The industrial load identification algorithm proposed in this paper is based on the random forest and steady-state waveform. The random forest algorithm has a good prediction and classification effect, but it has not been applied to this field. The random forest algorithm improves the accuracy and efficiency of industrial load identification on the whole. The algorithm in this paper mainly uses current waveform as the recognition condition to classify and identify the electricity information of the industrial load in a nonintervening way. The electrical characteristic information is obvious, and the extraction process is simple. The random forest algorithm has good randomness and classification effect and high classification efficiency.
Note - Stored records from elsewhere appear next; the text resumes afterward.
PR #44705, opened 2023-10-23
[vsphere] optimize vsphere bastion host destroy script

jinyunma:


jinyunma:
cc @jianlinliu @sgaoshang @WenXinWei to reveiw

PR #44711, opened 2023-10-23
test: add checking obo machine pool in podisolation sector

pawelpaszki:
## WHAT
test: add checking obo machine pool in podisolation sector

## Local verification (against int:canary with podisolation enabled)
```
Getting list of management clusters in podisolation sector
Found 3 clusters
MC with ID: <redacted> is not ready
Confirming that 'obo' machine pool count is exactly 1 for cluster with ID: <redacted>
Confirming that the number of replicas and availability zones in the obo machine pool is 3
MC with ID: <redacted> is not ready

Passed tests:

OCPQE-17367

Failed tests:
```


pawelpaszki:
ping @jianping-shu

PR #44805, opened 2023-10-25
Request less cpu for cypress tests by default

liangxia:
Context in https://redhat-internal.slack.com/archives/CF8SMALS1/p1698116719896329

### DIFF
--- a/ci-operator/step-registry/openshift-extended/web-tests/openshift-extended-web-tests-ref.yaml
+++ b/ci-operator/step-registry/openshift-extended/web-tests/openshift-extended-web-tests-ref.yaml
@@ -6,9 +6,10 @@ ref:
   timeout: 8h0m0s
   resources:
     requests:
-      cpu: "2"
-      memory: 2Gi
+      cpu: "100m"
+      memory: 600Mi
     limits:
+      cpu: "2"
       memory: 4Gi
   env:
   - name: E2E_RUN_TAGS


ci-operator/step-registry/openshift-extended/web-tests/openshift-extended-web-tests-ref.yaml
```diff
@@ -6,7 +6,7 @@ ref:
   timeout: 8h0m0s
   resources:
     requests:
-      cpu: "2"
+      cpu: "500m"
```
jianlinliu, line 9: I saw most of vsphere step are limited to `100m`, can we also set it to `100m` here?

liangxia: I'm fine with it. Done

ci-operator/step-registry/openshift-extended/web-tests/openshift-extended-web-tests-ref.yaml
```diff
@@ -6,7 +6,7 @@ ref:
   timeout: 8h0m0s
   resources:
     requests:
-      cpu: "2"
+      cpu: "100m"
       memory: 2Gi
```
jianlinliu, line 10: Per the [thread](https://redhat-internal.slack.com/archives/C015H2WDJRY/p1698070785033039), seem like not only cpu hit bottleneck, also hit OOM, so shall we shrink the memory request to 600Mi?

To be safer, shall we set limits for `cpu`?

Another thing is there is `resources` setting in our ci job config level, e.g: openshift-openshift-tests-private-release-4.14__amd64-nightly.yaml, I am not sure the job config level setting will overwrite the step setting?

yanpzhan:
Web test consume much cpu/memory, I'm not sure if cypress auto could run normally after reduce cpu/memory. We can have this update for now. If it proves to affect cypress case running, we should fix then.

liangxia:
The actual resource usage is between requests and limits. E.g, request memory is 100Mi, and limits is 200Mi. The pod will allocate 100Mi at start phase, and can use more during test execution, but no more than 200Mi.

PR #44821, opened 2023-10-25
mco: don't always run jobs that are failing for a while in 4.14

sinnykumari:
This is to utilize resources better and skip noises as these jobs are mostly failing for a while in 4.14.
This includes e2e-gcp-rt-op, e2e-aws-ovn-fips-op and okd-scos-e2e-gcp-op.

If these jobs needs to run always, please make sure that they are passing majoirty of times.


yuqi-zhang (approved):
/lgtm

PR #44618, opened 2023-10-19
Cluster Logging - LOG-4449: Update to latest vector v0.33.0 for release-5.9

syedriko:
Add vector release-5.9 to Cluster Logging CI

JIRA: https://issues.redhat.com/browse/LOG-4449

PR #44838, opened 2023-10-25
LOG-4716: Add CI for logging vector 5.9

jcantrill:
https://issues.redhat.com/browse/LOG-4716

cc @syedriko @xperimental

### DIFF
--- a/ci-operator/config/ViaQ/vector/ViaQ-vector-release-5.9.yaml
+++ b/ci-operator/config/ViaQ/vector/ViaQ-vector-release-5.9.yaml
@@ -4,15 +4,15 @@ base_images:
     namespace: ocp
     tag: "9"
   cluster-logging-operator:
-    name: "5.8"
+    name: "5.9"
     namespace: logging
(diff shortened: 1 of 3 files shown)


ci-operator/config/ViaQ/vector/ViaQ-vector-release-5.8.yaml
```diff
@@ -28,7 +28,7 @@ base_images:
     namespace: logging
     tag: elasticsearch-proxy
   log-file-metric-exporter:
-    name: 5.y
+    name: "5.8"
```
xperimental, line 31: Does it make sense to keep this as `5.y` and build log-file-metric-exporter from master in our release?

syedriko:
@jcantrill we already have https://github.com/openshift/release/pull/44618

jcantrill:
> @jcantrill we already have https://github.com/openshift/release/pull/44618

We do but it is also missing the updates to the operator and other bits to properly test for 5.9

PR #44840, opened 2023-10-25
LOG-4716: Add CI for logging eventrouter 5.8

jcantrill:
https://issues.redhat.com/browse/LOG-4716

cc @xperimental

### DIFF
--- a/ci-operator/config/openshift/eventrouter/openshift-eventrouter-release-5.8.yaml
+++ b/ci-operator/config/openshift/eventrouter/openshift-eventrouter-release-5.8.yaml
@@ -1,0 +1,45 @@
+base_images:
+  base:
+    name: release
+    namespace: openshift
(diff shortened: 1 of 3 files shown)


xperimental:
It looks as if we have built eventrouter from master in the past releases. If there's no need to build different content for different versions, I think we can just keep using master instead of adding release branches.

jcantrill:
> It looks as if we have built eventrouter from master in the past releases. If there's no need to build different content for different versions, I think we can just keep using master instead of adding release branches.

This is one component that is not managed by the CLO and can really run on any release of OCP assuming the client is compatible.  I am fine doing that but it means we need to advise "older" releases to upgrade to "latest" if there are any bug fixes

xperimental:
Since the last release all releases (5.5+) use the `master` branch to build the product. Still need to check what's the case in the CI ...

PR #44845, opened 2023-10-25
OCPVE-722: fix: running snyk code and synk deps

jeff-roche:


jeff-roche:
/pj-rehearse ack

snyk-deps is an example of a failing test, snyk-code is an example of a passing one

PR #46394, opened 2023-12-05
update oc-mirror cron set for 4.15

zhouying7780:
Since we have big feature change for oc-mirror , we need to do the regression test more frequently . 

@kasturinarra @liangxia  Please help review , thanks .


ci-operator/config/openshift/openshift-tests-private/openshift-openshift-tests-private-release-4.15__amd64-nightly.yaml
```diff
@@ -592,7 +592,7 @@ tests:
     - chain: openshift-e2e-test-qe-longduration
     workflow: cucushift-installer-rehearse-aws-ipi
 - as: aws-ipi-f28-longduration-workload
-  cron: 44 0 12 * *
+  cron: 44 0 * * sun,wed
```
liangxia, line 595: Generally, we update the `fN` in the test name, then use `generate-cron-entry.sh` to generate the cron entries.
We also have tools to batch update cron entries. The change here might get reverted if someone run the batch update tool carelessly.

PR #46400, opened 2023-12-05
Disable agent okd scos jobs

andfasano:
Right now the agent okd scos jobs are perma-broken, and until a SCOS boot image will be available (see [here](https://github.com/openshift/installer/pull/7112#issuecomment-1794300674)) it's better to save CI resources - since right now for every PR they are usually triggered.
They could be readded once the SCOS support will be available/planned.


andfasano:
cc @LorbusChris

vrutkovs:
Oh, I assumed 'optional: true' would override 'run_if_changed: true'.

/lgtm

PR #46443, opened 2023-12-06
harden nw migration scripts

jluhrsen:
- increases timeout to check that migration status is removed from 'oc get network' from 60s to 120s
  - local testing with 4.15 saw this take longer than 60s

- modified the final check for each migration script to determine if all clusteroperators are healthy
  - there are example jobs that show clusteroperators move back to degraded after the migration script finishes because it happened to notice all operators in the proper state, but the following script's logs (in the case of rollback) end up showing some operators are still progressing
  - they need to all be Available=True, Progressing=False, Degraded=False
  - this needs to be the case for 3 consecutive checks spaced 30s apart
  - it will be retried for up to 2700s (45m)


jluhrsen:
/pj-rehearse ack

this nw migration jobs are definitely not super healthy, but this should help a little.

PR #46481, opened 2023-12-06
add back slack notification

vboulos:
Add back the slack notification to the ocp 4.15 job that seems to be remove somehow


ascerra:
When creating a new job which I believe was the case when we bumped to version 4.15 the slack notification information does not get automatically created as part of the auto-generated prow job.

Adding the slack notification is a manual addition once the job has been autogenerated.

This is just due to the ci-operator's lack of support for the Prow slack plugin.

gparvin (approved):

PR #46515, opened 2023-12-07
OCPQE-18245: Schedule baremetal testing in US timezone

liangxia:
/cc @aleskandro @jadhaj @mhanss @jhou1

### DIFF
--- a/ci-operator/config/openshift/openshift-tests-private/tools/generate-cron-entry.sh
+++ b/ci-operator/config/openshift/openshift-tests-private/tools/generate-cron-entry.sh
@@ -21,7 +21,7 @@ fi
 TEST_NAME="$1"    # aws-c2s-ipi-disconnected-private-f7
 YAML_FILE="$2"    # openshift-openshift-tests-private-release-4.13__amd64-nightly.yaml
 
-if [[ "${TEST_NAME}" =~ (baremetal-|-disabled|-disasterrecovery|powervs-) ]] && [[ "$@" != *\ --force* ]]; then
+if [[ "${TEST_NAME}" =~ (-disabled|-disasterrecovery|powervs-) ]] && [[ "$@" != *\ --force* ]]; then
     echo "The test config ${TEST_NAME} should not get changes in the cron entry as
       the schedule rotation scheme is different than the other tests.
       Use --force to skip this check."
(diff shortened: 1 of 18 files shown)


ci-operator/config/openshift/openshift-tests-private/tools/generate-cron-entry.sh
```diff
@@ -52,6 +52,15 @@ let DAY_OF_MONTH=10#${NUMBERS:4:2}%30+1
 let MONTH=10#${NUMBERS:6:2}%12+1
 let DAY_OF_WEEK=10#${NUMBERS:8:1}%7
 
+if [[ "${TEST_NAME}" =~ baremetal- ]] ; then
```
aleskandro, line 55: Hi @liangxia , can you explain a bit how the calculation is done?

Is the calculated time independent across yaml files (versions, variant)?

For baremetal, we'd need something considering all of them and spreading all the jobs along the week/month. The less jobs run concurrently, the better.

Not sure of how it works for the others, just trying to define the requirement better.

liangxia: Generally, test name (contains test frequency `fN`) and config file name (contains OCP version) are used to generate a unique cron entry for a specific profile. So we can assume that the same profile in different versions should get different cron entry. We've verified it works that the jobs are spread across the hour/day/month.
And specific for baremetal, we reevaluate the HOUR to let it fall into the US timezone. So compared with the general profiles, the difference is that baremetal jobs use a specific range of the hours, but day of the week/month still spread across the whole range as the other profiles.

aleskandro: ok, so you essentially use fN and filename as an hash/seed... but there is no guarantee that the spread is done "properly" for a hardware constrained scenario...

can you dry run the script to show how the corn entries would come out for the baremetal jobs?

aleskandro: sorry @liangxia i did miss the reply notification.

It seems looking good, we can try and monitor how it goes in the time.

Just an additional thing. I did set a maintenance window of 1 hour each Saturday at 23:00 UTC. It should perform updates in the persistent nodes and a reboot (coreos-based). Can we avoid scheduling jobs on Saturday? Considering long-running jobs, I think we can fail if a job is scheduled even at 12PM (-5h from maintenance window)

liangxia: @aleskandro Since we are rescheduling the baremteal tests to run between 13:00 to 22:00 in UTC, perhaps we can reschedule the maintenance window to a time before 13:00 UTC. E.g, at 11:00 UTC (China time 19:00, Italy time 12:00).  If we do the maintenance on Saturday, we have a much larger time window  to choose, varies from 0:00 to 12:00 in UTC, and you can choose one that works best for you.

aleskandro: Ok. Let's move forward and follow-up later if needed

Thanks Liang

PR #46548, opened 2023-12-07
Add installer-aro and rename ARO-Installer to installer-aro-wrapper

lranjbar:
The repository ARO-Installer was renamed to installer-aro-wrapper. In addition the repository installer-aro was added. This updates the CI config for these two repositories.

To clarify we are not looking to add these images into the OCP payload. We are just looking to test this in Openshift CI.


dhellmann (commented):
Approving based just on the image name and the goal of having this testable in CI. Please get people who are more familiar with the prow config to help double check any of the job settings and provide the lgtm.

/approve

PR #46592, opened 2023-12-08
osc make check optional

cpmeadors:
This will make the unit tests (make check) optional, but it does this by just not running them.  Not sure if we want that or if we want them to continue to fail and override until we fix them.

Fixes: [KATA-2672](https://issues.redhat.com//browse/KATA-2672)


littlejawa (approved):
lgtm
Thanks @cpmeadors !

PR #46594, opened 2023-12-08
stackrox: fix the run regex for shell-unit

gavin-stackrox:
The current regex does not cause the test to run when *.sh or *.bat are changed. This change should work based on what I see from other configs.
/cc @davdhacs @BradLugo


gavin-stackrox:
/honk
@BradLugo @davdhacs

BradLugo (approved):
/lgtm

PR #46606, opened 2023-12-10
Interop - Add '-classic' identifier for ROSA scenarios

oharan2:
As for this moment, all Interop scenarios with ROSA classic testings filenames are ending with 
`-lp-rosa`

For self-managed we use "-lp-interop"
For Rosa HyperShift we us "-lp-rosa-hypershift"

We use unique identifiers to help us separate our work, and we need a strict specification for ROSA classic testings (against the -hypershift identifier).

This PR submits the update of all merged jobs with adding the "-lp-rosa-classic" into current filenames.


calebevans (approved):
/lgtm

PR #46629, opened 2023-12-11
ShiftStack: Update sync periodics for 4.15

dulek:
This commit makes sure that periodic jobs syncing upstream CPO with our downstream fork will sync 1.28 into 4.15, now that branching occurred.


MaysaMacedo:
@dulek looks like you need to run `make jobs`, after the fix it lgtm

PR #48644, opened 2024-02-09
Fix some issues for rosacli testing

radtriste:
- Increase test timeout
    - According to https://github.com/openshift/openshift-tests-private/pull/14383#discussion_r1467152221    
- Avoid "\n" into `create_cluster.sh` command

### DIFF
--- a/ci-operator/step-registry/rosa/cluster/provision/rosa-cluster-provision-commands.sh
+++ b/ci-operator/step-registry/rosa/cluster/provision/rosa-cluster-provision-commands.sh
@@ -500,8 +500,7 @@ if [[ ${ENABLE_SHARED_VPC} == "yes" ]]; then
   echo "    SAHRED_VPC_BASE_DOMAIN: ${SAHRED_VPC_BASE_DOMAIN}"
 fi
 
-echo -e "
-rosa create cluster -y \
+echo -e "rosa create cluster -y \
 ${STS_SWITCH} \
 --mode auto \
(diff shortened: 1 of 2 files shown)


radtriste:
@yasun1 To you for approval

ci-operator/step-registry/rosa/cluster/provision/rosa-cluster-provision-commands.sh
```diff
@@ -500,8 +500,7 @@ if [[ ${ENABLE_SHARED_VPC} == "yes" ]]; then
   echo "    SAHRED_VPC_BASE_DOMAIN: ${SAHRED_VPC_BASE_DOMAIN}"
 fi
 
-echo -e "
-rosa create cluster -y \
+echo -e "rosa create cluster -y \
```
yasun1, line 503: Do we need to update this?

yasun1 (commented):
/lgtm

ci-operator/step-registry/rosa/cluster/provision/rosa-cluster-provision-commands.sh
radtriste: we may not anymore. But may be better to avoid the newline at the beginning of the file. wdyt ?

yasun1: No need. Both are ok for me.

PR #48649, opened 2024-02-09
Use the latest CLI when creating nested mgmt clusters

csrwng:
Uses the latest CLI (that corresponds to the version of hypershift on the CI cluster) to create a management cluster.


sjenning:
actually this is straight forward enough for me
/pj-rehearse ack

PR #48655, opened 2024-02-09
Remove rosa config for Kiali

smpsgill:
Removing the ROSA config for Kiali operator, as we don't use this and there is already config under [servicemesh](https://github.com/openshift/release/tree/master/ci-operator/config/maistra/maistra-test-tool)


calebevans (approved):
/lgtm

PR #48720, opened 2024-02-12
Power VS: Disable siguid job for 4.16

mjturek:
We're seeing some instability with creating and deleting workspaces.

In order to run more reliably, we are disabling the 4.16 job that creates a power vs workspace in favor of the job that uses a pre-created workspace.


vrutkovs (approved):
/approve
/lgtm

PR #48731, opened 2024-02-13
openshift-loki: Upgrade golang builder to 1.21 from openshift-4.16

periklis:
Finally moving the openshift/loki main branch that builds also Loki from main to Golang 1.21.

/cc @xperimental


xperimental:
fwiw: The `ci-operator-config` failure seems to affect more PRs and seems unrelated to this change.

PR #48509, opened 2024-02-06
STOR-1354, STOR-1611: Remove Alibaba CSI driver and IBM node labeler

dobsonj:
https://issues.redhat.com/browse/STOR-1611
https://issues.redhat.com/browse/STOR-1354

- [STOR-1611](https://issues.redhat.com//browse/STOR-1611): remove ibm-vpc-node-label-updater from release payload
- [STOR-1354](https://issues.redhat.com//browse/STOR-1354): remove alibaba-disk-csi-driver-operator from release payload
- [STOR-1354](https://issues.redhat.com//browse/STOR-1354): remove alibaba-cloud-csi-driver from release payload

/cc @openshift/storage @joepvd @jcpowermac

PR #48733, opened 2024-02-13
STOR-1354: Remove periodic e2e-alibaba-csi from 4.16

jsafrane:
Alibaba is being phased out. This is continuation of https://github.com/openshift/release/pull/48509, remove all 4.16 jobs that use `alibaba-disk-csi-driver-operator-test` image.


vrutkovs (approved):
/approve
/lgtm

PR #48738, opened 2024-02-13
Add autoscaler to build09

bear-redhat:


clusters/build-clusters/build09/openshift-machine-api/autoscaler-worker.yaml
```diff
@@ -0,0 +1,38 @@
...
+metadata:
+  name: build09-x99t2-worker-us-east-2a
+  namespace: openshift-machine-api
+spec:
+  maxReplicas: 10
+  minReplicas: 1
+  scaleTargetRef:
+    apiVersion: machine.openshift.io/v1beta1
+    kind: MachineSet
+    name: build09-x99t2-worker-us-east-2a
```
danilo-gemoli, line 12: Where do the names `build09-x99t2-worker-us-east-*` come from? Are they auto-generated?

bear-redhat: yes thats the default naming

PR #48753, opened 2024-02-13
Change the name of a slack channel for quarkus-qe team

jedla97:
The #47716 only change one slack channel and forgot change 2nd channel. So this is follow up on it.


fedinskiy (approved):
Thanks!

PR #48754, opened 2024-02-13
ROX-21665: [stackrox] Disable nightly gke e2e ebpf

ovalenti:
The COS image version is broken with ebpf drivers 2.9.0.

stackrox/collector is testing ebpf+COS.


tommartensen (approved):
/lgtm

PR #48766, opened 2024-02-13
Use builder root from repo operator-framework-rukpak

kevinrizza:
Update rukpak 4.12 and 4.13 to match config for rest of builds Don't pull releease tag from image stream


ankitathomas (approved):
/lgtm

kevinrizza:
The one test failure is because we're already pointing to a go 1.19 image in the repo and that is failing our linter, which is expected. We can fix that up when we bump the rest of the repo to use 1.19 to build

/pj-rehearse ack

grokspawn (changes requested):
If lint is never going to succeed until/unless we correct code in the rukpak repo, then shouldn't you remove these lines to (temporarily) disable the linter?

grokspawn (approved):

PR #48776, opened 2024-02-14
telco5g: Run cnftest BM job on sriov-network-operator repo

danimjaffe:
With this patch we enable BM job on sriov-network-operator repo. It is important to note that this job is optional and is triggered only when commented `/test e2e-telco5g-cnftests` in PR.

### DIFF
--- a/ci-operator/config/openshift/sriov-network-operator/openshift-sriov-network-operator-master.yaml
+++ b/ci-operator/config/openshift/sriov-network-operator/openshift-sriov-network-operator-master.yaml
@@ -156,6 +156,19 @@ tests:
       ADDITIONAL_WORKERS_NETWORKS: ""
       OPENSTACK_SRIOV_NETWORK: mellanox-hwoffload
     workflow: openshift-e2e-openstack-sriov-cgroupsv1
+- always_run: false
+  as: e2e-telco5g-cnftests
+  cluster: build05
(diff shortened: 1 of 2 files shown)


ci-operator/config/openshift/sriov-network-operator/openshift-sriov-network-operator-master.yaml
```diff
@@ -156,6 +156,19 @@ tests:
...
+- always_run: false
+  as: e2e-telco5g-cnftests
+  cluster: build05
+  optional: true
+  steps:
+    env:
+      E2E_TESTS_CONFIG: |
+        CNF_E2E_TESTS=true
+        CNF_ORIGIN_TESTS=false
+      T5CI_JOB_TYPE: cnftests
```
SchSeba, line 168: should we have a focus here on stuff that we want?
for sriov I will like 
dpdk, sriov, multinetworkpolicy, sctp,security, vrf

danimjaffe: For sure.
Currently working on this but it requires us to add some variable that we could use to specify which features we would want to run tests on:
https://github.com/openshift/release/pull/48949

SchSeba (commented):
/lgtm
/approve

PR #48783, opened 2024-02-14
Bump equinix-ocp-metal-quota-slice up to 70

tdomnesc:
We have 72 CIRs available in OFCIR right now but jobs are waiting (and some timing out) on the old quota of 50.


derekhiggins:
/lgtm
Note that this may end up with a CI job failing due to lack of available host but it avoids the situation where a CI job is held up for upto an hour only to fail because the hour waiting on the lease consumed to much of the time allocated to the job.

PR #54716, opened 2024-07-23
Updating makefile images

deepsm007:
/cc @openshift/test-platform 

/hold to verify

### DIFF
--- a/Makefile
+++ b/Makefile
@@ -1,12 +1,6 @@
 SHELL=/usr/bin/env bash -o errexit
 
-.PHONY: help check check-boskos check-core check-services dry-core core dry-services services all update template-allowlist release-controllers checkconfig jobs ci-operator-config registry-metadata boskos-config prow-config validate-step-registry new-repo branch-cut prow-config multi-arch-gen message
-
-message:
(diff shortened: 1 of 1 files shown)


Makefile
```diff
@@ -3,8 +3,7 @@ SHELL=/usr/bin/env bash -o errexit
 .PHONY: help check check-boskos check-core check-services dry-core core dry-services services all update template-allowlist release-controllers checkconfig jobs ci-operator-config registry-metadata boskos-config prow-config validate-step-registry new-repo branch-cut prow-config multi-arch-gen message
 
 message:
-	@printf '\e[1mThis Makefile was recently migrated to use QCI as respository of images. Please make sure you are logged in to QCI before executing targets. Copy the token from https://oauth-openshift.apps.ci.l2s4.p1.openshiftapps.com/oauth/token/request and run `oc login`\e[0m\n'
-	@printf '\e[1mTo login, use your container engine, example for podman: podman login -u=$$(oc whoami) -p=$$(oc whoami -t) quay-proxy.ci.openshift.org\e[0m\n'
+	@printf '\e[1mThis Makefile was recently migrated to use QCI as respository of images.\e[0m\n'
```
smg247, line 6: I don't know that there is any value in having this message appear at all anymore, now that there is no action required from the user there is no point. If this doesn't work for some reason, we will just revert the whole thing and fix it.

PR #54739, opened 2024-07-24
Fix RHDH slack user mention in nightly alert

subhashkhileri:
Fix RHDH slack user mention in nightly alert


rhdh-qe (approved):
/approve
/lgtm

PR #54776, opened 2024-07-24
Bump mem for infra nodes on build02

bear-redhat:


jupierce:
For historical breadcrumbs: this is a test to see if we can accommodate spikes in internal image registry pod memory usage with large blob sizes configured for R2 integration. 
Due to an incompatibility in the R2 implementation of the S3 API for multi-part upload, we have temporarily set build02 blobsize to 5G. This change can be reverted if we do either of the following:
- We move away from R2 and reduce blob size.
- R2 fixes multi-part uploads and we reduce blob size.

PR #54778, opened 2024-07-24
Use n2-highmem-32

bear-redhat:


jupierce:
https://github.com/openshift/release/pull/54776#issuecomment-2248592762

PR #54785, opened 2024-07-24
Failover build02 to build09

deepsm007:
We are testing with different instance type on build02 to handle memory required for chunksize.

/cc @openshift/test-platform 

/hold


deepsm007:
Build02 is back to normal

The simulation results show that the identification of the industrial load based on the random forest model can overcome the difficulty of industrial load information collection, and the recognition rate reaches 100%, which is better than other classification algorithms in terms of accuracy and running time. Noninvasive industrial load identification based on the random forest and steady-state waveform can be further applied to other large factories and homes to improve identification accuracy and operational efficiency. However, the identification method of the continuous state load model is not considered, which needs further study.

#### Data Availability

The data used to support the findings of this study are available from the corresponding author upon request ([email protected]).

#### Conflicts of Interest

The authors declare that they have no conflicts of interest.